Le Sénégal ambitionne de couvrir une part significative de ses besoins en médicaments grâce à sa propre industrie pharmaceutique. Mais malgré les objectifs affichés — 30 % de couverture en 2030 et 50 % en 2035 —, les industriels nationaux peinent encore à franchir le cap des 10 % de contribution réelle au marché. Une situation qui soulève de nombreuses interrogations quant aux leviers nécessaires pour atteindre la souveraineté sanitaire voulue par l’État.
Dans cette perspective, un atelier réunissant industriels, acheteurs publics, régulateurs et autorités sanitaires s’est tenu ce mercredi. L’objectif : analyser les blocages persistants et améliorer l’accès des producteurs nationaux à la commande publique. Selon les acteurs présents, les capacités techniques et industrielles existent bel et bien au Sénégal, mais les entreprises locales restent largement à l’écart d’un marché public qui représente environ 20 % du marché total du médicament, les 80 % restants étant dominés par les grossistes privés.
Pour le professeur Yerim Mbagnick Diop, spécialiste du secteur pharmaceutique, le potentiel de l’industrie locale est largement sous-exploité. « Si nous consommons tout ce qu’elle produit aujourd’hui, nous dépasserons les 30 %. Le problème vient surtout des difficultés d’accès au marché public », explique-t-il. Il évoque notamment la complexité des procédures, les exigences techniques et financières, ainsi que la concurrence forte des importations, comme obstacles majeurs à la progression des entreprises nationales.

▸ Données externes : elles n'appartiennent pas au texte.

PR #681, opened 2021-04-07
svg mglyph: set valid alttext

pkra:
Replaces invalid alt and title with aria-label attribute.

Re-resolves mathjax/MathJax#2065 (which was fixed the same way in 2.x)


pkra:
Not sure if that's ideal; feel free to close.

dpvc:
Yes, this should be fixed.  Our style (tslint) requires the use of single quotes in place of the double-quotes, but I'll fix that afterward.

pkra:
Thanks, Davide.

PR #682, opened 2021-04-12
Fix mathaccent regression reported by Peter

dpvc:
This PR makes sure the parent element is not null before querying it.

This also fixes a second problem, where the base of an `mover` could be marked as a math accent.


pkra:
Thanks, Davide.

PR #683, opened 2021-04-14
A11y virtual attached keyexplorers

zorkow:
This takes care of item 1 in https://github.com/mathjax/MathJax-src/pull/561#issuecomment-787121895

Original problem was that key explorers where added to a node when they were switched on and removed when switched off. 
Since only the last explorer was supposed to stop propagation of the key events, if the order was messed up, propagation might be stopped too early. (E.g., switch on speech, braille, keyboard magnificatio. Then switch off braille and speech, and switch on speech: magnification works, speech does not).

Now key explorers are attached only once and retain an `attached` flag. This ensure that the order of the explorers remains the same.


ts/a11y/explorer.ts
```diff
@@ -145,17 +145,28 @@ export function ExplorerMathItemMixin<B extends Constructor<HTMLMATHITEM>>(
      * @param {ExplorerMathDocument} document The current document.
      */
     public attachExplorers(document: ExplorerMathDocument) {
-      this.attached = [];
```
dpvc, line 148: It looks like `this.attached` is no longer created or populated, but it is still used elsewhere in the code (in `rerender()` and `updateDocument()`).  Is that still correct?

dpvc (commented):
It looks like the `attached` property is no longer being populates, but is still used.  Can you check that that is as intended?

ts/a11y/explorer.ts
zorkow: Good catch. 
I've now also made the more restarting more robust on collapsed elements. This only works with the latest fixes I made to SRE today.
There's still a minor kink to work out: When a collapse is triggered with the mouse while the key explorers are deeper in the tree they effectively refocus on a node that is no longer there. But that is for 3.2 to work out.
the refocus does not y

zorkow: Solved that problem now. I will make a small PR once this PR is merged.

dpvc (approved):
OK, looks good.  I'll merge.

PR #686, opened 2021-04-19
Prevent border-spacing and border-collapse from being inherited from an outer table

dpvc:
This PR fixes a problem reported in WeBWorK (which is moving to v3).  The math was inside a larger table that had `border-spacing: 10px; border-collapse: separate`, and the arrays generated by MathJax within that outer table inherited those properties, making the spacing wrong for the math.   So I've added some CSS to the `mjx-mtable` element to reset these values.


zorkow (approved):
lgtm.

PR #687, opened 2021-04-21
Triggering links from the explorer.

zorkow:
Hitting return on the node that announces itself to be a link will trigger the link.
Unfortunately, this only works for CHTML, not in SVG.

I've tried by setting focus on the anchor element and continue propagating the event. 
Unfortunately, that only works sporadically. 

Also dispatching a new event like below did not do the trick.
``` javascript
      let event = new KeyboardEvent('keydown', {code: '13', bubbles: true});
      node.parentElement.dispatchEvent(event);
```

### DIFF
--- a/ts/a11y/explorer/KeyExplorer.ts
+++ b/ts/a11y/explorer/KeyExplorer.ts
@@ -292,6 +292,7 @@ export class SpeechExplorer extends AbstractKeyExplorer<string> {
     }
     if (this.active) {
       this.Move(code);
+      if (this.triggerLink(code)) return;
       this.stopEvent(event);
       return;
     }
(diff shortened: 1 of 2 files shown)


ts/a11y/explorer/KeyExplorer.ts
```diff
@@ -301,6 +302,24 @@ export class SpeechExplorer extends AbstractKeyExplorer<string> {
...
+    if (code !== 13) {
+      return false;
+    }
+    let node = this.walker.getFocus().getNodes()?.[0];
+    let focus = node?.
+      getAttribute('data-semantic-postfix')?.
+      match(/(^| )link($| )/);
+    if (focus) {
+      // Works for CHTML only.
+      node.parentElement.click();
```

Dans le secteur privé, la part des médicaments produits localement reste extrêmement faible, avoisinant les 3 %. Dans le secteur public, elle atteint environ 18 %, loin des cibles fixées pour 2025. Ces chiffres témoignent, selon les acteurs, d’un déséquilibre persistant entre la volonté politique d’encourager la production nationale et la réalité du terrain, marquée par une compétition défavorable aux industriels sénégalais.
Face à ce constat, l’État a engagé une série de réformes destinées à inverser la tendance. Elles comprennent d’abord un mécanisme de corrélation passive permettant de favoriser la production locale lorsque les industriels en expriment la demande. S’y ajoute une corrélation active, incarnée par la création d’une liste de médicaments souverains que le Sénégal prévoit de produire localement et de ne plus importer d’ici à 2035. Une dérogation au Code des marchés publics a également été introduite afin de faciliter l’achat de médicaments issus de l’industrie nationale. Par ailleurs, un manuel de procédures de la SEN-PNA, attendu prochainement, doit clarifier les modalités d’accès à la commande publique pour les fabricants locaux.
Le docteur Mor Diagne, du ministère de la Santé, rappelle que ces efforts s’inscrivent pleinement dans la Stratégie de transformation systémique du Sénégal (ST2S), adoptée en 2024. Cette stratégie fait de la souveraineté sanitaire une priorité nationale et place la production locale au cœur des ambitions du pays. « Le Sénégal veut couvrir 50 % de ses besoins en médicaments d’ici 2035. Cela ne sera possible que si nous levons les obstacles qui freinent l’accès des industriels au marché public », souligne-t-il.
L’atelier a ainsi servi de cadre de concertation entre industriels, SEN-PNA, DCMP, ARCOP et DSMP, dans l’optique d’élaborer une feuille de route commune pour dynamiser l’industrie pharmaceutique locale et sécuriser l’approvisionnement en médicaments.